Exploring Named Entity Recognition Potential and the Value of Tailored Natural Language Processing Pipelines for Radiology, Pathology, and Progress Notes in Clinical Decision Support: Quantitative Study.

Background: Clinical notes house rich, yet unstructured, patient data, making analysis challenging due to medical jargon, abbreviations, and synonyms causing ambiguity. This complicates real-time extraction for decision support tools.

Objective: This study aimed to examine the data curation, technology, and workflow of the named entity recognition (NER) pipeline, a component of a broader clinical decision support tool that identifies key entities using NER models and classifies these entities as present or absent in the patient through an NER assertion model.

Methods: We gathered progress care, radiology, and pathology notes from 5000 patients, dividing them into 5 batches of 1000 patients each.
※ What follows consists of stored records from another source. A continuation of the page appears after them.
PR #1814, opened 2022-01-27
imp: csv: Give an error if unable to substitute csv templates. (#1803)

### LINKED ISSUE #1803: csv import: 4 rule file accepts a record of only 3 fields
_If you're not sure this is a bug, or if some discussion would help_,
**
**Brief chat on [hledger.irc](https://www.irccloud.com/irc/libera.chat/channel/hledger) Jan 7th 16:08-16:56**
**

_Have you looked at (the right version of) the user manual?_
**Yes**

_A small reproducible example  (--anon can help anonymise data)_

**I created my CSV data file and inadvertently missed a ',' after the payee name in record 2.**
**CSV data:**

```
2021-12-22,garo_bike ;  ebici,expenses:trasporto:ebici,-50.0
2021-12-23,caffe_siciliaexpenses:cibo:dolce,-10.5
2021-12-27,simone ; pane:simone,expenses:cibo:pane,-4.8
```

**RULES file:**
```
account1 assets:bank:checking
fields date, description, account2, amount
```

**CMD and result:**

**I then did a `--dry-run`:**
**An noticed the strange output in the 2nd posting**

```
$ hledger import --dry-run --rules-file=./inc_exp2018_ods.csv.rules csv_missing_delim.csv
; would import 3 new transactions from csv_missing_delim.csv:

2021-12-22 garo_bike ;  ebici
    assets:bank:checking               -50.0
    expenses:trasporto:ebici            50.0

2021-12-23 caffe_siciliaexpenses:cibo:dolce
    assets:bank:checking              %4
    -10.5                            %-4

2021-12-27 simone ; pane:simone
    assets:bank:checking            -4.8
    expenses:cibo:pane               4.8
```

_The output of hledger --version_
**1.24, linux-x86_64**

_What platform you're on_
**Linux**

Xitian9:
Fixes #1803.

### DIFF
--- a/hledger-lib/Hledger/Read/CsvReader.hs
+++ b/hledger-lib/Hledger/Read/CsvReader.hs
@@ -1249,10 +1249,10 @@ renderTemplate rules record t = maybe t mconcat $ parseMaybe
 
 -- | Replace something that looks like a reference to a csv field ("%date" or "%1)
 -- with that field's value. If it doesn't look like a field reference, or if we
--- can't find such a field, leave it unchanged.
+-- can't find such a field, replace it with the empty string.
 replaceCsvFieldReference :: CsvRules -> CsvRecord -> CsvFieldReference -> Text
 replaceCsvFieldReference rules record s = case T.uncons s of
-    Just ('%', fieldname) -> fromMaybe s $ csvFieldValue rules record fieldname
+    Just ('%', fieldname) -> fromMaybe "" $ csvFieldValue rules record fieldname
     _                     -> s
 
 -- | Get the (whitespace-stripped) value of a CSV field, identified by its name or
--- a/hledger/test/csv.test
+++ b/hledger/test/csv.test
@@ -1032,6 +1032,19 @@ $  ./csvtest.sh
 
 >=0
 
+# 51. Throw an error when unable to substitute csv templates
+<
+"2021-12-23","caffe_siciliaexpenses:cibo:dolce","-10.5"
+
+RULES file
+
+account1 assets:bank:checking
+fields date, description, account2, amount
+
+$  ./csvtest.sh
+>2 /could not balance this transaction/
+>=1
+
 ## . 
 #<
 #$  ./csvtest.sh


Xitian9:
This is a big change to how csv templates are handled. Previously, if the field name could not be substituted, it would be left as is (For example %4 would just be left as %4). Now, it will throw an error if it can't be substituted.

Maybe some people were relying on the previous behaviour, for example they wanted a literal %99 in their description, and new there would not be a 99th entry in any of the csv records. This would break things for them. Maybe we need to warn of this.

simonmichael:
Normally we do like to throw errors rather than handle them silently. CSV data is inherently messy though, so I wonder if it's the best call here. I was imagining a `%nosuchfield` reference just interpolating nothing.

I don't quite see how the provided test tests that. Maybe we could have a couple more: one testing %4 (with < 4 fields) and another testing %nosuchfieldname ?

Xitian9:
> Normally we do like to throw errors rather than handle them silently. CSV data is inherently messy though, so I wonder if it's the best call here. I was imagining a `%nosuchfield` reference just interpolating nothing.

Yes, it's a bit unclear. The main issue this was addressing is that when something like for an amount %4 is left uninterpolated, it was interpreted as the weird commodity %4, which was then negated as %-4. I worry that leaving it blank could result in situations where that gets interpreted as a missing amount, which might then actually balance in certain circumstances.

Leaving a description blank might be fine, but whatever our solution it would need to throw a sufficiently stern warning whenever it can't read (1) an amount (2) an account name (3) a date. Could we substitute something which could not possibly be interpreted as any of those?

> I don't quite see how the provided test tests that. Maybe we could have a couple more: one testing %4 (with < 4 fields) and another testing %nosuchfieldname ?

The existing test does test your case 1. I'm always happy to add more tests.

Xitian9:
I've changed it to substitute `%nosuchfield` if a field is missing. This still makes it throw an error in the relevant test, because it can't intrepret `%nosuchfield` as an amount, but the error message is actually much nicer.

simonmichael:
Here are some options:

1. insert "%fieldnamewithtypo" or "%11" (current hledger)
2. insert a standard symbol: "%nosuchfield" (current 1803 PR)
3. insert nothing ("")
4. raise an error
5. print a warning (the first of its kind)

2 is probably quote practical, but I'm not too fond of cluttering data with an anglocentric magic symbol. If someone mentions `nosuchfield` in the `fields` list, will they expect that field value to be interpolated ? Currently it's not.

CSVs with fewer values in certain records are fairly common. IIRC we used to enforce that all records had the same number of values, but dropped that to be more forgiving. I believe those cases usually mean "this field has no value", so interpolating "" would be correct. This would be my preference, if we could convince ourselves that quietly inserting "", eg for account name, commodity symbol, amount, or balance, does not cause major problems.

simonmichael:
I'm still inclined to leave it blank, until we find a good example of bad behaviour. 

If 3 is reasonable most of the time, but not always, we could switch to 4 in -s/--strict mode ?

Xitian9:
Oops, forgot about this. Updated.

Xitian9:
Anything more needed on this?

Metrics such as notes and reports per patient, sentence count, token size, runtime, central processing unit, and memory use were measured per note type. We also evaluated the precision of the NER outputs and then the precision and recall of NER assertion models against manual annotations by a clinical expert.

Results: Using Spark natural language processing clinical pretrained NER models on 138,250 clinical notes, we observed excellent NER precision, with a peak in procedures at 0.989 (95% CI 0.977-1.000) and an accuracy in the assertion model of 0.889 (95% CI 0.856-0.922). Our analysis highlighted long-tail distributions in notes per patient, note length, and entity density. Progress care notes had notably more entities per sentence than radiology and pathology notes, showing 4-fold and 16-fold differences, respectively.

Conclusions: Further research should explore the analysis of clinical notes beyond the scope of our study, including discharge summaries and psychiatric evaluation notes. Recognizing the unique linguistic characteristics of different note types underscores the importance of developing specialized NER models or natural language processing pipeline setups tailored to each type. By doing so, we can enhance their performance across a more diverse range of clinical scenarios.